Pirates of the Caribbean: Dead Man’s Chest

Pirates of the Caribbean: Dead Man's Chest

Pirates of the Caribbean: Dead Man’s Chest

I’ve got a jar of dirt…

 

Pirates, god bless them, they’ve always held a special place in my heart, I blame Adam Ant for that. Then there’s Johnny Depp, who, as Pirates of the Caribbean: Dead Man’s Chest rightly points out, is a God in human form. How could I fail not to enjoy this film?

Quite simply, and obviously, I did enjoy it.

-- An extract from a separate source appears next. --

PR #1551, opened 2022-09-21
Apply visually hidden css rules recommended by the DAC 

ob6160:

Modernise our visually hidden rules so that they follow DAC recommendations.

What is the purpose of the class?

This is not to say that there aren’t problems with the film, it’s not the perfect peach of a movie that the first one was. It could be because no-one expected the first one to be done so well, whereas expectations were much higher this time round. It’s not entirely that, but it could be. If you squinted and wished it were true.

The movie starts with clumsy exposition, as it tries to get bring you up to speed on events as quickly as possible so it can roll up its sleeves and get to work. This can leave you feeling a little bewildered, as it seems to make little sense. The plot, or rather plots, speed along like a mad thing, as the characters follow their own selfish needs, creating a film with no real heroes. But it rushes over things that could just have been helped with maybe one or two choice pieces of dialogue. And just why is Elizabeth Swan sat in the rain like that on her wedding day?

And unfortunately Keira and Orlando, pretty though they are, seem content to give one-note performances. Both can act and both gave some depth to their rather basic characters in the first, so why no development here? And why does the guy playing Pintel insist upon mugging and gurning as though he was in a provincial pantomime?

Thankfully, the rest of the cast are superb, Jack Davenport’s Norrington having a rightful air of pride lost and regained. Tom Hollander being superbly menacing as the world’s first CEO. Bill Nighy’s Davey Jones is a masterpiece of twitches and scowls. So good, I swear he actually grew those tentacles.

And the special effects, on the whole, cannot be faulted. The Davey Jones crew can be a bit confusing as you try to work out which sea creature is which, but the Kraken is just wonderful. If evil.

And then there’s Captain Jack Sparrow.

The film almost fizzles whenever he is on screen, it’s such a damn fine and well-rounded performance. He also gets all the best lines. All of them. Every single good line is delivered by Captain Jack Sparrow. And rightly so.

There are comparisons to be made to the Star Wars trilogy and Pirates of the Caribbean is definitely borrowing heavily from The Empire Strikes Back. But if you are going to steal from a trilogy (and what else would a pirate really do?) then you might as well steal from one of the best.

As long as we don’t get little sea urchin style Ewoks in the third one, everything will be fine.